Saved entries
++++

PR #665, opened 2019-04-09
Add html_filename_parameterization option.

### LINKED ISSUE #129: question: wikiname -> html links converstion
Hi there,

I love vimwiki and use it all the time.  I currently use it in (github) markdown format and use a little rubygem I created to convert the `md` to `html` files.  That's all working fine.  As a part of the linking process, I take the `title` of the page, and use [parameterize](http://apidock.com/rails/ActiveSupport/Inflector/parameterize) to convert the names to be web safe.  So, for example `[[My Happy Page]]` becomes - `my-happy-page.html`

My ruby script runs quite slowly however, but most of that is down to the fact that `vimwiki` doesn't correctly skip the files, as, of course, the names don't match.  I was wondering if you would accept a pull request to at least make the sanitization configurable.  Say it could have a default, but if you supplied a function name it would call out to that.

My own first very crude approximation is here:
https://github.com/patrickdavey/vimwiki-1/blob/with_my_sanitized/autoload/vimwiki/html.vim#L242-248

With that in place it drops from a minute to a few seconds to generate changed files. I need to work out how to correctly delete files, that's not done at the moment, but it'll use similar code I guess.

Anyway, love vimwiki, happy to maintain my own fork, but thought I'd ask.

patrickdavey:
This adds the vimwiki_local `html_filename_parameterization` option (0|1)
which performs the same sanitization of filenames as does the vimwiki_markdown gem.

For example, if your file is called "My File.md" it will be written out
as "my-file.html".

If the html_filename_parameterization options is enabled, we also _do
not delete_ non-matching html files when the VimwikiAllToHtml command is run.

Closes #129

### DIFF
--- a/autoload/vimwiki/html.vim
+++ b/autoload/vimwiki/html.vim
@@ -239,8 +239,15 @@ function! s:is_html_uptodate(wikifile)
   endif
 
   let wikifile = fnamemodify(a:wikifile, ":p")
-  let htmlfile = expand(vimwiki#vars#get_wikilocal('path_html') .
-        \ vimwiki#vars#get_bufferlocal('subdir') . fnamemodify(wikifile, ":t:r").".html")
+
+  if vimwiki#vars#get_wikilocal('html_filename_parameterization')
+    let parameterized_wikiname = s:parameterized_wikiname(wikifile)
+    let htmlfile = expand(vimwiki#vars#get_wikilocal('path_html') .
+          \ vimwiki#vars#get_bufferlocal('subdir') . parameterized_wikiname)
+  else
+    let htmlfile = expand(vimwiki#vars#get_wikilocal('path_html') .
+          \ vimwiki#vars#get_bufferlocal('subdir') . fnamemodify(wikifile, ":t:r").".html")
+  endif
 
   if getftime(wikifile) <= getftime(htmlfile) && tpl_time <= getftime(htmlfile)
     return 1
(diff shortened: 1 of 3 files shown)


ranebrown:
@patrickdavey Overall this looks pretty good. The only changes I see off the top of my head are to update the [changelog](https://github.com/vimwiki/vimwiki/blob/82ba1e99bf5deb963d93db781b494a7d25dfd690/doc/vimwiki.txt#L3247) and add a link to your `vimwiki_markdown` project.

It might make sense to add a short section like done [here](https://github.com/vimwiki/vimwiki/blob/82ba1e99bf5deb963d93db781b494a7d25dfd690/doc/vimwiki.txt#L1794-L1802) with a brief overview of your project and the link.

It will probably be a few days before I get to any testing with this.

patrickdavey:
Updated the docs with the link to project + changelog section.

Nudin:
Seems good. The only thing I wonder about: I guess that sooner or later someone will asks for an option to convert spaces to underscore instead of to a dash. What's our plan for that? Use '2' for this variant?

ranebrown:
@Nudin This is for integration with [vimwiki_markdown](https://github.com/patrickdavey/vimwiki_markdown) to convert markdown syntax files to html. It doesn't really have a use outside of that currently so I don't think that we need to worry about adding another variant.

ranebrown:
@patrickdavey I tested this and I don't see any issues. I think it would make sense to slightly modify the help description of the documentation to say it prevents the html files from being regenerated every time conversion is done. After that I think its good to merge!

patrickdavey:
@ranebrown I've altered the text slightly - see https://github.com/vimwiki/vimwiki/blob/5f01182468479a36a82def124f1b597945434924/doc/vimwiki.txt#L2445-L2449

If you want it changed again, can you just let me know what you'd like and I'll put it in there (or just merge it and then change it to what you like)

++++

*Goal of the exercise*
Copy out only the lines of the records above from the one with "--- a/autoload/vimwiki/html.vim" through the one with "Overall this looks", exactly as they stand, both included.

*Written response*
--- a/autoload/vimwiki/html.vim
+++ b/autoload/vimwiki/html.vim
@@ -239,8 +239,15 @@ function! s:is_html_uptodate(wikifile)
   endif
 
   let wikifile = fnamemodify(a:wikifile, ":p")
-  let htmlfile = expand(vimwiki#vars#get_wikilocal('path_html') .
-        \ vimwiki#vars#get_bufferlocal('subdir') . fnamemodify(wikifile, ":t:r").".html")
+
+  if vimwiki#vars#get_wikilocal('html_filename_parameterization')
+    let parameterized_wikiname = s:parameterized_wikiname(wikifile)
+    let htmlfile = expand(vimwiki#vars#get_wikilocal('path_html') .
+          \ vimwiki#vars#get_bufferlocal('subdir') . parameterized_wikiname)
+  else
+    let htmlfile = expand(vimwiki#vars#get_wikilocal('path_html') .
+          \ vimwiki#vars#get_bufferlocal('subdir') . fnamemodify(wikifile, ":t:r").".html")
+  endif
 
   if getftime(wikifile) <= getftime(htmlfile) && tpl_time <= getftime(htmlfile)
     return 1
(diff shortened: 1 of 3 files shown)


ranebrown:
@patrickdavey Overall this looks pretty good. The only changes I see off the top of my head are to update the [changelog](https://github.com/vimwiki/vimwiki/blob/82ba1e99bf5deb963d93db781b494a7d25dfd690/doc/vimwiki.txt#L3247) and add a link to your `vimwiki_markdown` project.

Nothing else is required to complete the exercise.